- Original film poster
- Directed by: William A. Seiter
- Written by: Ladislaus Bus-Fekete (story Heartbreak) Felix Jackson Bruce Manning
- Produced by: Bruce Manning Frank Shaw (associate producer)
- Starring: Charles Boyer Margaret Sullavan Rita Johnson
- Cinematography: Joseph A. Valentine
- Edited by: Ted J. Kent
- Music by: Frank Skinner
- Production company: Universal Pictures
- Distributed by: Universal Pictures
- Release date: October 31, 1941;
- Running time: 89 minutes
- Country: United States
- Language: English

= Appointment for Love =

1941 film by William A. Seiter

Appointment for Love is a 1941 American romantic comedy film directed by William A. Seiter and starring Charles Boyer, Margaret Sullavan and Rita Johnson. It was made and distributed by Universal Pictures. It was nominated for the Academy Award for Best Sound, Recording for the work of Bernard B. Brown.

==Plot==
Playwright Andre Cassil meets physician Doctor Jane Alexander after she falls asleep during his play after working a long shift at the hospital.
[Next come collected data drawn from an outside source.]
PR #438, opened 2024-04-24
consortium-v2: query contract based on block hash

andicrypt:
* To tackle reorg-based attack, this PR changes contract query to using block hash.
* Minor fix: newLimit would be updated with new rule after Tripp effective

### DIFF
--- a/consensus/consortium/common/contract.go
+++ b/consensus/consortium/common/contract.go
@@ -10,6 +10,7 @@ import (
 
 	"github.com/ethereum/go-ethereum"
 	"github.com/ethereum/go-ethereum/accounts"
+	"github.com/ethereum/go-ethereum/accounts/abi"
 	"github.com/ethereum/go-ethereum/accounts/abi/bind"
 	"github.com/ethereum/go-ethereum/common"
 	"github.com/ethereum/go-ethereum/common/hexutil"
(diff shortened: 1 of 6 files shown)


consensus/consortium/v2/consortium.go
```diff
@@ -484,10 +484,10 @@ func (c *Consortium) snapshot(chain consensus.ChainHeaderReader, number uint64,
 				log.Trace("Loaded snapshot from disk", "number", number, "hash", hash.Hex())
 				break
 			}
+			header := chain.GetHeaderByHash(hash)
 
-			// get validators set from number
 			_, _, _, contract := c.readSignerAndContract()
-			validators, err := contract.GetBlockProducers(big.NewInt(0).SetUint64(number))
+			validators, err := contract.GetBlockProducers(header.ParentHash, new(big.Int).SetUint64(number))
```
minh-bq, line 490: This does not use block hash because it does not reach the hardfork, so I think passing common.Hash{ } is enough

consensus/consortium/v2/consortium.go
```diff
@@ -806,9 +800,6 @@ func (c *Consortium) Prepare(chain consensus.ChainHeaderReader, header *types.He
 		if err != nil {
 			return err
 		}
-		// After Tripp, validator candidates are read only once at
```
minh-bq, line 809: Why is this comment block removed?

consensus/consortium/v2/snapshot.go
```diff
@@ -263,9 +265,10 @@ func (s *Snapshot) apply(headers []*types.Header, chain consensus.ChainHeaderRea
 
 				oldLimit := len(snap.validators())/2 + 1
 				var newLimit int
-				// After Tripp, list of block producers is retrieved from the
```
minh-bq, line 266: Overall, I think this change does not relates to this PR. This PR should be about query contract by using block hash, any other changes should be in a separate PR.

consensus/consortium/common/contract.go
```diff
@@ -273,33 +323,71 @@ func (c *ContractIntegrator) FinalityReward(opts *ApplyTransactOpts, votedValida
...
+	}
+	// do smart contract call
+	msgData := (hexutil.Bytes)(data)
+	to := c.chainConfig.ConsortiumV2Contracts.StakingContract
+	gas := (hexutil.Uint64)(uint64(math.MaxUint64 / 2))
+	result, err := c.ethAPI.Call(context.Background(), ethapi.TransactionArgs{
+		Gas:  &gas,
+		To:   &to,
+		Data: &msgData,
+	}, blockNr, nil, nil)
```
minh-bq, line 383: nit: you can consider but this ethAPI.Call into a function

consensus/consortium/common/contract.go
```diff
@@ -117,36 +123,80 @@ func NewContractIntegrator(config *chainParams.ChainConfig, backend bind.Contrac
...
 	}, nil
 }
 
 // GetBlockProducers retrieves block producer addresses
-func (c *ContractIntegrator) GetBlockProducers(blockNumber *big.Int) ([]common.Address, error) {
-	callOpts := bind.CallOpts{
-		BlockNumber: blockNumber,
+func (c *ContractIntegrator) GetBlockProducers(blockHash common.Hash, blockNumber *big.Int) ([]common.Address, error) {
+	blockNr := rpc.BlockNumberOrHashWithHash(blockHash, false)
+	if !c.chainConfig.IsTripp(blockNumber) {
```
minh-bq, line 144: I prefer flipping the condition here to to be same as other check. Something like
```
if c.chainConfig.IsTripp() {...}
```

minh-bq (approved):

Romance quickly blossoms and they quickly get married. However, on their honeymoon they discover they have radically different views on marriage. The upshot is their relationship remains unconsummated and they continue to live separate lives in individual apartments in the same building.

==Cast==
- Charles Boyer as Andre 'Pappy' Cassil
- Margaret Sullavan as Dr. Jane Alexander
- Rita Johnson as Nancy Benson
- Eugene Pallette as George Hastings
- Ruth Terry as Edith Meredith
- Reginald Denny as Michael Dailey
- Cecil Kellaway as O'Leary
- J.M. Kerrigan as Timothy
- Roman Bohnen as Dr. Gunther
- Gus Schilling as Gus
- Virginia Brissac as Nora
- Mary Gordon as Martha
- Erskine Sanford as Hastings' Butler (uncredited)
- Dale Van Sickel as Ambulance Driver (uncredited)

==Bibliography==
- Rinella, Michael D. Margaret Sullavan: The Life and Career of a Reluctant Star. McFarland, 2019.